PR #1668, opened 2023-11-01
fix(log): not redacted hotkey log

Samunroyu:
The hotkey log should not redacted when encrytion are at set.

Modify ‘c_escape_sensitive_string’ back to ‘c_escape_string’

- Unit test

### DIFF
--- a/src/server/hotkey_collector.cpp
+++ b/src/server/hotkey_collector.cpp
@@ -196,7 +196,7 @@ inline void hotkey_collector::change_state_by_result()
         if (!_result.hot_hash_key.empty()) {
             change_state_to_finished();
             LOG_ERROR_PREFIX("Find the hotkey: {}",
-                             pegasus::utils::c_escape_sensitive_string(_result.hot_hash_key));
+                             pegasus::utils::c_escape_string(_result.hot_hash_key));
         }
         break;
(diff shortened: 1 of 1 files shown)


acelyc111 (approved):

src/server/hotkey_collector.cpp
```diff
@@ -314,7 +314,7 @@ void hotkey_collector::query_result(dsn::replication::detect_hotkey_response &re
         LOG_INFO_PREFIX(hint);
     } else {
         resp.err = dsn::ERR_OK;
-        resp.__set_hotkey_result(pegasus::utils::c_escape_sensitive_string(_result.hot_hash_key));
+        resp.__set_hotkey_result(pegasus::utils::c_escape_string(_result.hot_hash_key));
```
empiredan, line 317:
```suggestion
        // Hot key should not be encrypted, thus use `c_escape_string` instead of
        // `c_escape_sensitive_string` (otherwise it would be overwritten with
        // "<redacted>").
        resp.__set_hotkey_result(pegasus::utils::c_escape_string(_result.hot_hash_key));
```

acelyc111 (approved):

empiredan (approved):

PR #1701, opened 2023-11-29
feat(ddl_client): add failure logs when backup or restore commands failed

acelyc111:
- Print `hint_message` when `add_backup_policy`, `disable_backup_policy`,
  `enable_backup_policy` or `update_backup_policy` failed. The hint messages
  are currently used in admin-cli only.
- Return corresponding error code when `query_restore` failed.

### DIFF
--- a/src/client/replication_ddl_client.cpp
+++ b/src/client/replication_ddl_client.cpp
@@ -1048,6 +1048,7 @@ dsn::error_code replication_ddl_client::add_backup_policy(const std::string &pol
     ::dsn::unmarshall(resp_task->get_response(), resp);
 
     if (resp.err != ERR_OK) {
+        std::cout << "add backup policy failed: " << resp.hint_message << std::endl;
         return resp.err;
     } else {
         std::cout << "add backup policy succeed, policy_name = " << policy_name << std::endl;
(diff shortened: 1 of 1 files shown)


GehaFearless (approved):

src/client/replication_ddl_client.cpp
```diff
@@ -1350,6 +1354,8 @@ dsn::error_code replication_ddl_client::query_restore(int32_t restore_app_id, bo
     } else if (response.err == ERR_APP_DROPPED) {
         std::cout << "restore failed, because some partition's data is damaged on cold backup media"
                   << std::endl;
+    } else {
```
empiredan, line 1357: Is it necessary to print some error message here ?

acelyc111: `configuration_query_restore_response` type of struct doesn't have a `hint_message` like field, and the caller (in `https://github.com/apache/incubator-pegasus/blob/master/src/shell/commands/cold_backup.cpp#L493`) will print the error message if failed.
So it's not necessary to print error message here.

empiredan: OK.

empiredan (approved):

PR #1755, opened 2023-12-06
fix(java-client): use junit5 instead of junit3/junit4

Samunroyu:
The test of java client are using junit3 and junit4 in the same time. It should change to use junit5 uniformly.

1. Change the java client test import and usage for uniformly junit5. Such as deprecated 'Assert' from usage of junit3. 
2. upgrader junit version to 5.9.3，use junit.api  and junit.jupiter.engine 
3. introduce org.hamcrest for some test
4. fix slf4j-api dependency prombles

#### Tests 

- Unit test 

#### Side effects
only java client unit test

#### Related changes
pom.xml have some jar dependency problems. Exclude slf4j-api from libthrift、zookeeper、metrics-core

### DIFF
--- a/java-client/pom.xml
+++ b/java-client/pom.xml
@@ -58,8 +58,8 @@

────────────────────

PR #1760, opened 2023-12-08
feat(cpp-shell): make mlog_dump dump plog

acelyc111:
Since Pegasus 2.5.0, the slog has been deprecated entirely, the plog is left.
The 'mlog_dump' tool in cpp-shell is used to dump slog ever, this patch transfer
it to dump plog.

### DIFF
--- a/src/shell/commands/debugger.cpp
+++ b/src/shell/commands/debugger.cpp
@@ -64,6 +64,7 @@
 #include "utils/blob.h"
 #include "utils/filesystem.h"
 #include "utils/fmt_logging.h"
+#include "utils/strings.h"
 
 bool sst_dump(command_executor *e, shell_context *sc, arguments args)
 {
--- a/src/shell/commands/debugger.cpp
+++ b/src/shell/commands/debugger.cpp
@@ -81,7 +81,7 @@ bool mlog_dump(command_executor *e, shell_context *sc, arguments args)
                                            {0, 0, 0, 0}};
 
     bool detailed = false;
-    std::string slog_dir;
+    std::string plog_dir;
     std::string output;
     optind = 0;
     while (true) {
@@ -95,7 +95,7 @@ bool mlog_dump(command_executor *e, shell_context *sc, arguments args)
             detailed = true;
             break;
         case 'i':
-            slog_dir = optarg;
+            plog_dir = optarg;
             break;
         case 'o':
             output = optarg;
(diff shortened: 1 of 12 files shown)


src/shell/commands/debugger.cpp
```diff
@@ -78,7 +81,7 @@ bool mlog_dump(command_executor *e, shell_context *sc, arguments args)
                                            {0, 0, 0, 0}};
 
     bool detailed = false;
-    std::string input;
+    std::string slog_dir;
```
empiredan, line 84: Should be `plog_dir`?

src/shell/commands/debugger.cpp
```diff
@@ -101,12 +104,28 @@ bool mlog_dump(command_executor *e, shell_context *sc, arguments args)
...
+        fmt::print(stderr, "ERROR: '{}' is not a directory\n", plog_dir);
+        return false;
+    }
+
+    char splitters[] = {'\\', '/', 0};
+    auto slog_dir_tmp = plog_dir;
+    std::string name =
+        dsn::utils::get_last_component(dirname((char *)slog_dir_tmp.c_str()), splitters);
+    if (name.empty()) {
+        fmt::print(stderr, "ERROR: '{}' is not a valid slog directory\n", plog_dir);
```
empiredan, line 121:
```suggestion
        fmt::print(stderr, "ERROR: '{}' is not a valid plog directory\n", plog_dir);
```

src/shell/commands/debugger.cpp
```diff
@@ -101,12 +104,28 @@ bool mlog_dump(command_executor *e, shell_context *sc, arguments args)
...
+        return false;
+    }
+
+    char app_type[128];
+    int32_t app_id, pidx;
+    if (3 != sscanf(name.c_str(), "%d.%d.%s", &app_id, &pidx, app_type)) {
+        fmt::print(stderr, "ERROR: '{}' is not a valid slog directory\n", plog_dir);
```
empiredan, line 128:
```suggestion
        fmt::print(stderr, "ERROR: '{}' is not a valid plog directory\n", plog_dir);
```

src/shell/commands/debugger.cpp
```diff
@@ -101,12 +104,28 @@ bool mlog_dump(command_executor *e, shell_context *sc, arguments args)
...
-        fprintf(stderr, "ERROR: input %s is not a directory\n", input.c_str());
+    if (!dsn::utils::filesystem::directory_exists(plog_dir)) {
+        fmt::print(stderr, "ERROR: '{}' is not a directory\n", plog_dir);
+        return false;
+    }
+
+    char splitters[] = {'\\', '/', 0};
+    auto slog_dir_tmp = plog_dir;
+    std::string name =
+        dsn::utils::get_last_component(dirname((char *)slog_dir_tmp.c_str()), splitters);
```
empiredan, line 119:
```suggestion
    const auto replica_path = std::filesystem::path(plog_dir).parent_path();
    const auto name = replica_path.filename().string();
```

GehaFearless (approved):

────────────────────

[WHAT YOU NEED TO DO] In the entries above, find every line with the word "arguments" and list it.

[RESPONSE FOR THIS EXERCISE]
 bool sst_dump(command_executor *e, shell_context *sc, arguments args)
@@ -81,7 +81,7 @@ bool mlog_dump(command_executor *e, shell_context *sc, arguments args)
@@ -95,7 +95,7 @@ bool mlog_dump(command_executor *e, shell_context *sc, arguments args)
@@ -78,7 +81,7 @@ bool mlog_dump(command_executor *e, shell_context *sc, arguments args)
@@ -101,12 +104,28 @@ bool mlog_dump(command_executor *e, shell_context *sc, arguments args)
@@ -101,12 +104,28 @@ bool mlog_dump(command_executor *e, shell_context *sc, arguments args)
@@ -101,12 +104,28 @@ bool mlog_dump(command_executor *e, shell_context *sc, arguments args)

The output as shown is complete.